Perl script to populate an XML file
I am working on a Perl script which needs to populate a开发者_运维知识库n XML file based on user input. The user would provide a country name and a city name. If he/she provides: japan and e, I need to populate that in the japan tag - but as the last entry. How best can I achieve this? The cities in country tag can be many. How can I add a city as a last tag inside corresponding country tag?
How can I reach at the end of relevant country tag each time I need to add a city?
PS: I am not using any in-built data structures to store data. I am just adding dumb lines in the file.
Samlple output XML file:
<country name="japan-">
<city>a</city>
<city>b</city>
<city>c</city>
<city>d</city>
</country>
<country name="china-">
<city>aa</city>
<city>bb</city>
<city>cc</city>
<city>dd</city>
</country>
I've a more concrete question, Change an XML file content via Perl script.
XML::Simple is... Simple. :) It does require a root element though:
#!/usr/bin/env perl
use strict;
use warnings;
use XML::Simple;
use Data::Dumper;
my $xml = join "\n", <DATA>;
my $doc = XMLin($xml, KeepRoot => 1);
# Get the list of cities as a list, then push "Tokyo" to it.
push @{$doc->{countries}->{country}->{'japan-'}->{city}}, 'Tokyo';
print XMLout($doc, KeepRoot => 1);
__DATA__
<countries>
<country name="japan-">
<city>a</city>
<city>b</city>
<city>c</city>
<city>d</city>
</country>
<country name="china-">
<city>aa</city>
<city>bb</city>
<city>cc</city>
<city>dd</city>
</country>
</countries>
Output:
<countries>
<country name="china-">
<city>aa</city>
<city>bb</city>
<city>cc</city>
<city>dd</city>
</country>
<country name="japan-">
<city>a</city>
<city>b</city>
<city>c</city>
<city>d</city>
<city>Tokyo</city>
</country>
</countries>
Below is a solution using XML::Twig. I think it does what you want. The most notable features of XML::Twig it uses are the use of id => name
option to treat the name attribute as an ID so elements can be found directly with $t->elt_id
, and the insert_new_elt
method to creates a new element in the tree. Its signature is ( <position: before, after, first_child or last_child>, <tag_name>, <{attributes}>, <content>
),
#!/usr/bin/perl
use strict;
use warnings;
use XML::Twig;
my $t= XML::Twig->new( id => 'name', # treat the name attribute as an ID
pretty_print => 'indented'
)
->parse( \*DATA);
add_city( $t, japan => "Kobe");
add_city( $t, japan => "Tokyo");
add_city( $t, china => "Beijing");
add_city( $t, china => "Shanghai");
add_city( $t, japan => "Kobe");
add_city( $t, south_korea => "Seoul");
$t->print;
sub add_city
{ my( $t, $country_name, $city_name)= @_;
my $country= $t->elt_id( $country_name);
if( ! $country)
{ warn "creating country '$country_name'\n";
$country= $t->root->insert_new_elt( last_child => country
=> { name => $country_name }
);
}
if( $country->first_child( qq{city[text()="$city_name"]}))
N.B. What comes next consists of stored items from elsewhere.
PR #309, opened 2024-01-16
Change `uploadArtifacts` into `uploadArtifact`

sjchmiela:
# Why

We won't "upload artifacts" anymore the way we did. Also, artifacts have types which should live nested inside `artifact` property and that property should live _alongside_ logger.

# How

Renamed functions, changed calls.

# Test Plan

Believing in TS.


szdziedzic (approved):
Looks reasonable, although please fix these warnings 😄 

I believe you need to do `yarn install` again after I bumped all deps

PR #323, opened 2024-01-26
Create `eas/start_ios_simulator` build function

sjchmiela:
# Why

Part of the Maestro example.

# How

Moved my tested EAS workflow into a TS function.

It prints all available simulator in the beginning so the users have a list to compare their request to, if they need to. We'll need to make sure to educate people that Simulator Devices, UDIDs are image-specific.

A better version of this function could accept an iOS version to test on, would download and install necessary runtime and create a dedicated device for tests, but I suspect this is enough for now.

# Test Plan

I tested it a bunch, with Simulator stopped, started, with different inputs (valid, invalid).

One thing I don't like is that stdout and stderr of a `spawn` can lose ordering, see:
Zrzut ekranu 2024-01-26 o 22 14 51
Zrzut ekranu 2024-01-26 o 22 14 38

Is there anything we can do about it? Maybe I'm doing something wrong?

### DIFF
--- a/packages/build-tools/src/steps/functions/startIosSimulator.ts
+++ b/packages/build-tools/src/steps/functions/startIosSimulator.ts
@@ -1,0 +1,149 @@
+import { PipeMode } from '@expo/logger';
+import { BuildFunction, BuildStepInput, BuildStepInputValueTypeName } from '@expo/steps';
+import spawn from '@expo/turtle-spawn';
+import { minBy } from 'lodash';
+
+import { retryAsync } from '../../utils/retry';
+
+export function createStartIosSimulatorBuildFunction(): BuildFunction {
+  return new BuildFunction({
+    namespace: 'eas',
+    id: 'start_ios_simulator',
+    name: 'Start iOS Simulator',
+    inputProviders: [
+      BuildStepInput.createProvider({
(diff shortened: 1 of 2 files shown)


packages/build-tools/src/steps/functions/startIosSimulator.ts
```diff
@@ -0,0 +1,148 @@
...
+async function sleep(timeMs: number): Promise<void> {
+  await new Promise<void>((resolve) => setTimeout(resolve, timeMs));
+}
+
+async function findMostGenericIphone(): Promise<AvailableXcrunSimctlDevice | null> {
+  const availableSimulatorDevices = await getAvailableSimulatorDevices();
+  const availableIphones = availableSimulatorDevices.filter((device) =>
+    device.name.startsWith('iPhone')
+  );
+  // It's funny, but it works.
```
szdziedzic, line 75: interesting 😄

szdziedzic (approved):
Looks reasonable to me

If you want to look for inspiration when it comes to launching simulators/emulators the Expo CLI is a good place to check. 
https://github.com/expo/expo/tree/main/packages/%40expo/cli

I reused some logic from there when working on the `eas build:run` command

PR #324, opened 2024-01-29
Add `eas/start_android_emulator` build function

sjchmiela:
# Why

We want to provide users with an easy way to start an Android emulator for E2E tests.

# How

It's rather simple, just a couple bash commands. I'm happy by using `detached` I was able to work around the ([previously necessary](https://exponent-internal.slack.com/archives/C05JR16NWAX/p1691606736451939)) `echo 'nohup ...' | at now`.

# Test Plan

I've played with it a bunch and even was able to start two emulators at once! The emulators are alive as long as `eas-build-worker` is alive, which I think is ok.

### DIFF
--- a/packages/build-tools/src/steps/functions/startAndroidEmulator.ts
+++ b/packages/build-tools/src/steps/functions/startAndroidEmulator.ts
@@ -16,6 +16,12 @@ export function createStartAndroidEmulatorBuildFunction(): BuildFunction {
     name: 'Start Android Emulator',
     inputProviders: [
       BuildStepInput.createProvider({
+        id: 'device_name',
+        required: false,
+        defaultValue: 'EasAndroidDevice01',
+        allowedValueTypeName: BuildStepInputValueTypeName.STRING,
+      }),
+      BuildStepInput.createProvider({
         id: 'system_image_package',
         required: false,
         defaultValue: defaultSystemImagePackage,
@@ -23,7 +29,7 @@ export function createStartAndroidEmulatorBuildFunction(): BuildFunction {
       }),
     ],
     fn: async ({ logger }, { inputs }) => {
-      const deviceName = 'EasAndroidDevice01';
+      const deviceName = `${inputs.device_name.value}`;
       const systemImagePackage = `${inputs.system_image_package.value}`;
       logger.info('Making sure system image is installed');
       await spawn('sdkmanager', [systemImagePackage], {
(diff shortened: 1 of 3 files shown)


packages/build-tools/src/steps/functions/startAndroidEmulator.ts
```diff
@@ -0,0 +1,147 @@
...
+
+      logger.info('Creating emulator device');
+      const avdManager = spawn(
+        'avdmanager',
+        ['create', 'avd', '--name', deviceName, '--package', systemImagePackage, '--force'],
+        {
+          stdio: 'pipe',
+        }
+      );
+      avdManager.child.stdin?.write('no');
```
szdziedzic, line 49: What does it do?

packages/build-tools/src/steps/functions/startAndroidEmulator.ts
```diff
@@ -0,0 +1,147 @@
...
+      let hasBootCompleted = false;
+      while (!hasBootCompleted) {
+        const { stdout } = await spawn(
+          'adb',
+          ['-s', serialId, 'shell', 'getprop', 'sys.boot_completed'],
+          {
+            mode: PipeMode.COMBINED,
+          }
+        );
+        if (stdout.startsWith('1')) {
```
szdziedzic, line 84: Will it always be true?

szdziedzic (approved):
Looks reasonable

As I said previously Expo CLI is a good place to check if you look for inspiration for simulator/emulator utils 😄

packages/build-tools/src/steps/functions/startAndroidEmulator.ts
sjchmiela: It answers `avdmanager`'s question whether we want to create a custom build profile for the AVD. I'll add a comment.

Zrzut ekranu 2024-01-30 o 12 23 37

packages/build-tools/src/steps/functions/startAndroidEmulator.ts
sjchmiela: If the simulator boots successfully, it should, and since we got `qemu.uuid` a second before, the boot should be complete soon too. Are you suggesting changing an infinite loop into a finite `retryAsync`, just in case?

szdziedzic: Yeah I think it would be good to limit the max time it can hang in this loop if you don't mind

sjchmiela: Set to 3 minutes as you did in `eas-cli`.

packages/build-tools/src/steps/functions/startAndroidEmulator.ts
sjchmiela: Added comment.

PR #325, opened 2024-01-30
Add `eas/install_maestro` function

sjchmiela:
# Why

Unfortunately, we don't have all the prerequisites for running Maestro in all our environments. I think it makes sense to let people call `eas/install_maestro` to get Maestro instead of asking them to manually set up Java, IDB when on Mac.

# How

Used previously running workflow where I did those two things. Wrapped in a build function.

# Test Plan

I think _true_ test will only be running in staging or production.


packages/build-tools/src/steps/functions/installMaestro.ts
```diff
@@ -0,0 +1,190 @@
...
+          currentMaestroVersion = await getMaestroVersion();
+        } catch {}
+      }
+
+      if (!currentMaestroVersion || requestedMaestroVersion !== currentMaestroVersion) {
+        await installMaestro({
+          version: requestedMaestroVersion,
+          global,
+          logger,
+        });
```
szdziedzic, line 63: I'm hesitant whether we want to run it for people running custom builds locally (`eas build --local`) 🤔 

I mean I see a case where it can alter software installed on the user's machine, without the user wanting this software to be altered (even though they called the `install_maestro` function). I believe we should do the same thing as for Java here 🤔  

So ultimately this step should not install anything when running in local mode, but rather only tell people what they need to install manually and validate installed stuff in my opinion. 

If this would be something interactive it would be probably best to just prompt the user if they want to install XYZ, but we can't do stuff like this here. So I think it's better to not install software on the user's computer at all vs install it without the user truly wanting to have any new software installed on their device by us.

Maybe to make it more user-friendly we should give people a command they can run to install stuff in an error message.

sjchmiela: That's a reasonable concern. I'll make it so.

sjchmiela: https://github.com/expo/eas-build/blob/a2b2b25659139ce8b6f1c477d02182d2a8a55f78/packages/build-tools/src/steps/functions/installMaestro.ts#L31-L69

packages/build-tools/src/steps/functions/installMaestro.ts
```diff
@@ -0,0 +1,228 @@
...
+      if (env.EAS_BUILD_RUNNER !== 'eas-build') {
+        const currentIsJavaInstalled = await isJavaInstalled();
+        const currentIsIdbInstalled = await isIdbInstalled();
+
+        if (!currentIsJavaInstalled) {
+          logger.warn(
+            'It seems Java is not installed. It is required to run Maestro. If the job fails, this may be the reason.'
+          );
+          logger.info('');
+        }
```
szdziedzic, line 41: Thanks!

szdziedzic (approved):

PR #330, opened 2024-02-06
[eas-build] [ENG-11196] Custom build send Slack message function

radoslawkrzemien:
# Why

# How

Adds new function `eas/send_slack_message` allowing for sending Slack messages to an established Slack webhook URL
For Slack webhook URL customisation added `env` to the static context used for input value interpolation

# Test Plan

Added automated tests

### Slack webhook config
Screenshot 2024-02-06 at 16 56 36

#### With default url set in SLACK_HOOK_URL secret
Screenshot 2024-02-07 at 14 43 38

#### With specific url provided as plain input
Screenshot 2024-02-08 at 16 44 20
#### With specific url provided as a reference to another secret
Screenshot 2024-02-08 at 16 44 36

### Build logs
Screenshot 2024-02-07 at 11 26 56

### Received message
Screenshot 2024-02-07 at 11 23 40

### When Slack webhook URL not provided (either SLACK_HOOK_URL secret not set, or slack_hook_url input not provided)
Screenshot 2024-02-08 at 16 49 08


packages/build-tools/src/steps/functions/sendSlackMessage.ts
```diff
@@ -0,0 +1,64 @@
...
+  return new BuildFunction({
+    namespace: 'eas',
+    id: 'send_slack_message',
+    name: 'Send Slack message',
+    inputProviders: [
+      BuildStepInput.createProvider({
+        id: 'slack_hook_url',
+        allowedValueTypeName: BuildStepInputValueTypeName.STRING,
+        required: true,
+      }),
```
szdziedzic, line 19: I think that currently AFAIK you can't reference secrets in function inputs 🤔 

What if somebody considers it sensitive data and doesn't want to put it as plain text in the config file? 

I'm suggesting here that maybe we should also read this value from `SLACK_WEBHOOK_URL` env var/secret?

packages/build-tools/src/steps/functions/sendSlackMessage.ts
```diff
@@ -0,0 +1,64 @@
...
+  try {
+    fetchResult = await fetch(slackHookUrl, {
+      method: 'POST',
+      body: JSON.stringify(body),
+      headers: { 'Content-Type': 'application/json' },
+    });
+  } catch (error) {
+    logger.warn(`Sending Slack message to webhook url "${slackHookUrl}" failed`);
+    logger.debug(error);
+    throw new Error(`Sending Slack message to webhook url "${slackHookUrl}" failed`);
```
szdziedzic, line 52: Can users see this debug log? If not maybe we should log the underlying error better 🤔? 

Can this error contain secret information we don't want to put in the logs? I don't think so. If somebody considers the webhook URL a secret it will be masked anyway.

packages/build-tools/src/steps/functions/sendSlackMessage.ts
radoslawkrzemien: That may be a good idea

packages/build-tools/src/steps/functions/sendSlackMessage.ts
radoslawkrzemien: Haven't tested it yet, I'll check

packages/build-tools/src/steps/functions/sendSlackMessage.ts
radoslawkrzemien: Changed plain input into a secret

packages/build-tools/src/steps/functions/sendSlackMessage.ts
radoslawkrzemien: User sees the `warn` and the `error`, not the `debug`. I thought of it more as a way for us to find the true error in the logs if ever there will be user asking why his slack messaging doesn't work. But if you think exposing the contents of the error in their entirety is safe, I can do that too

packages/build-tools/src/steps/functions/__tests__/sendSlackMessage.test.ts
```diff
@@ -0,0 +1,227 @@
...
+describe(createSendSlackMessageFunction, () => {
+  let fetchMock: jest.SpyInstance;
+  let loggerInfoMock: jest.SpyInstance;
+  let loggerWarnMock: jest.SpyInstance;
+  let loggerDebugMock: jest.SpyInstance;
+  let loggerErrorMock: jest.SpyInstance;
+
+  beforeEach(() => {
+    fetchMock = jest.mocked(fetch);
+  });
```
sjchmiela, line 19: Do we need to do this in `beforeEach`? It seems a single `const fetchMock` should be sufficient: https://github.com/expo/turtle-v2/blob/917135accef42ab4be498eba2439d63544fa4938/src/libs/turtle-common/src/__unit__/turtleFetch.test.ts#L8

packages/build-tools/src/steps/functions/__tests__/sendSlackMessage.test.ts
```diff
@@ -0,0 +1,227 @@
...
+
+  afterEach(() => {
+    jest.restoreAllMocks();
+  });
```
sjchmiela, line 23: Do we need to do this?

packages/build-tools/src/steps/functions/sendSlackMessage.ts
```diff
@@ -0,0 +1,65 @@
...
+        required: true,
+      }),
+    ],
+    fn: async (stepCtx, { inputs, env }) => {
+      await sendSlackMessageAsync(stepCtx, { inputs, env });
+    },
+  });
+}
+
+export async function sendSlackMessageAsync(
```
sjchmiela, line 29:
```suggestion
async function sendSlackMessageAsync(
```

packages/build-tools/src/steps/functions/__tests__/sendSlackMessage.test.ts
```diff
@@ -0,0 +1,227 @@
...
+      { marker: 'start-step' },
+      'Executing build step "Send Slack message"',
+    ]);
+    expect(loggerInfoMock.mock.calls[1]).toEqual(['Sending Slack message']);
+    expect(loggerInfoMock.mock.calls[2]).toEqual(['Slack message sent successfully']);
+    expect(loggerInfoMock.mock.calls[3]).toEqual([
+      { marker: 'end-step', result: 'success' },
+      'Finished build step "Send Slack message" successfully',
+    ]);
+    expect(loggerWarnMock).not.toHaveBeenCalled();
```
sjchmiela, line 60: I don't think we need to test logs to this level of detail. Same with `start-step` and `end-step` — those are not related to business logic of Slack message function so there's no reason to assert it here.

packages/build-tools/src/steps/functions/sendSlackMessage.ts
```diff
@@ -0,0 +1,65 @@
...
+    ],
+    fn: async (stepCtx, { inputs }) => {
+      await sendSlackMessageAsync(stepCtx, inputs);
+    },
+  });
+}
+
+export async function sendSlackMessageAsync(
+  stepCtx: BuildStepContext,
+  inputs: BuildStepInputById
```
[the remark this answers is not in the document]
radoslawkrzemien: Good idea

packages/build-tools/src/steps/functions/__tests__/sendSlackMessage.test.ts
radoslawkrzemien: Yeah, it's a leftover from the time used builtin `fetch` before I realised that node@16 doesn't have it and I need to use `node-fetch` anyway

packages/build-tools/src/steps/functions/__tests__/sendSlackMessage.test.ts
radoslawkrzemien: Leftover again

packages/build-tools/src/steps/functions/sendSlackMessage.ts
```diff
@@ -0,0 +1,73 @@
...
+  slackMessage: string;
+}): Promise<void> {
+  if (!slackHookUrl) {
+    logger.warn(
+      'Slack webhook URL not provided - provide input "slack_hook_url" or set "SLACK_HOOK_URL" secret'
+    );
+    throw new Error(
+      'Sending Slack message failed - provide input "slack_hook_url" or set "SLACK_HOOK_URL" secret'
+    );
+  }
```
sjchmiela, line 47: nit: My vote would be to put the validation in the `BuildFunction`, so `sendSlackMessageAsync` is only concerned about business and it assumes valid input. Not that it matters here, just my opinion.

{ warn "city '$city_name' already found in '$country_name', skipping\n";
return;
}
warn "adding '$city_name' to '$country_name', skipping\n";
$country->insert_new_elt( last_child => 'city', $city_name);
}
__DATA__
<countries>
<country name="japan">
</country>
<country name="china">
</country>
</countries>
I think you meant: How do I load an XML file and add entries to it based on user input?
If I understood that right: You use a parser/writer like XML::Simple (there are apparently better ones like XML::Twig too, so explore a bit) to load the file into a Perl data structure of hashes and arrays. (Use Data::Dumper to check how it looks like in memory.) Then you edit that structure with normal Perl data interaction and when done use the writer to convert it back to XML.